Enfin voilà, c’est peut-etre parce que je ne fais jamais de sortie un peu intensive que je peux envisager de sortir avec cet etat d’esprit. En lisant Toxino, je me suis dit que les « cyclistes intensifs », parce qu’ils ont envie de rouler, de se faire plaisir, de se faire un peu mal, de ne pas perdre leur allure en etant bêtement/injustement ralentis, ont peut-etre tendance à oublier que les automobilistes ont une tout autre approche de la route et de la cohabitation et que, ce faisant, ils interpretent mal les approches ou les intentions des gars derriere leur volant.
Cet aspect du « cycliste intensif » est d’ailleurs peut-etre le point central de ce débat: quand bien meme on en a le droit, il faut, je pense, avoir conscience que notre pratique est malheureusement tres atypique puisque nous pratiquons notre sport/notre activité physique intense sur un lieu absolument pas circonscrit à la pratique sportive.

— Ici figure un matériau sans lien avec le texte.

PR #13101, opened 2026-03-30
Add flags for perf testing the tui

davidpdrsn:
This adds the following flags that help with benchmarking the TUI:

- `--quit-after <frames>`: Quit the TUI after the given number of frames. This is the most useful one as it allows you to see how long time it takes to launch the TUI, render a few frames, and then quit. That might be slowed down by rendering a large diff for example.
- `--headless`: Render to ratatui's `TestBackend` instead of a real terminal. Without this I couldn't get [cargo-flamegraph](https://github.com/flamegraph-rs/flamegraph) to work.
- `--diff`: Immediately show the diff view, which is otherwise not shown by default.
- `--select-commit <commit>`: Select a specific commit when opening the TUI.
- `--skip-status-after`: Dont print the status when exiting the TUI. Just slightly easier when the TUI doesn't print to the primary terminal screen.

With this you can benchmark the diff rendering with

```
hyperfine --warmup 2 "./target/release/but tui --quit-after 2 --skip-status-after --headless --select-commit fddbe8b378b55de48102efbc2bb2e54bc5be6802 --diff"
```

Where `fddbe8b378b55de48102efbc2bb2e54bc5be6802` is some commit with a large diff.

All these flags are only available if the CLI is compiled with `--features tui-profiling` so they wont be available in production builds.

### DIFF
--- a/crates/but/src/args/mod.rs
+++ b/crates/but/src/args/mod.rs
@@ -1147,22 +1147,40 @@ pub enum Subcommands {
     #[cfg(feature = "legacy")]
     Tui {
         /// Show debug pane with selected-line metadata.
+        ///
+        /// Requires `tui-profiling` feature.
+        #[cfg(feature = "tui-profiling")]
         #[clap(long, default_value_t = false)]
         debug: bool,
         /// Quit after rendering this many frames.
-        #[clap(long, hide = true)]
+        ///
+        /// Requires `tui-profiling` feature.
+        #[cfg(feature = "tui-profiling")]
+        #[clap(long)]
         quit_after: Option<u64>,
         /// Run the TUI with an in-memory terminal and no terminal event polling.
-        #[clap(long, hide = true)]
+        ///
+        /// Requires `tui-profiling` feature.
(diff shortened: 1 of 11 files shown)


crates/but/src/args/mod.rs
```diff
@@ -1147,8 +1147,41 @@ pub enum Subcommands {
...
         /// Show debug pane with selected-line metadata.
+        ///
+        /// Requires `tui-profiling` feature.
+        #[cfg(feature = "tui-profiling")]
         #[clap(long, default_value_t = false)]
         debug: bool,
+        /// Quit after rendering this many frames.
+        ///
+        /// Requires `tui-profiling` feature.
+        #[cfg(feature = "tui-profiling")]
```
Byron, line 1158: While this is internal and expert-mode, I really liked the way the 'HEADERS' or Titles (how was it called) of clap help to organize related flags. That way they can never ever mistaken for anything else if someone less expert would be compiling this.

This is how these look like then.

Image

Pire, nous devons composer avec la presence d’objets de plusieurs tonnes roulant plus vite et dont le chauffeur moyen a les instincts primaires plus exacerbés que nulle part ailleurs.
Peut-etre que cette situation de cohabitation compliquée et un peu « contre-nature » comparée à un paquet d’autres pratiques sportives a tendance à biaiser notre façon d’envisager cette cohabitation.
Apres, je le répète, je suis quelqu’un de tres prudent, qui a tendance à etre beaucoup plus prudent que quiconque m’entoure. Et je ne fais jamais de vélo intensif, en tout cas je ne mets jamais l’intensité de mon effort avant ma sécurité.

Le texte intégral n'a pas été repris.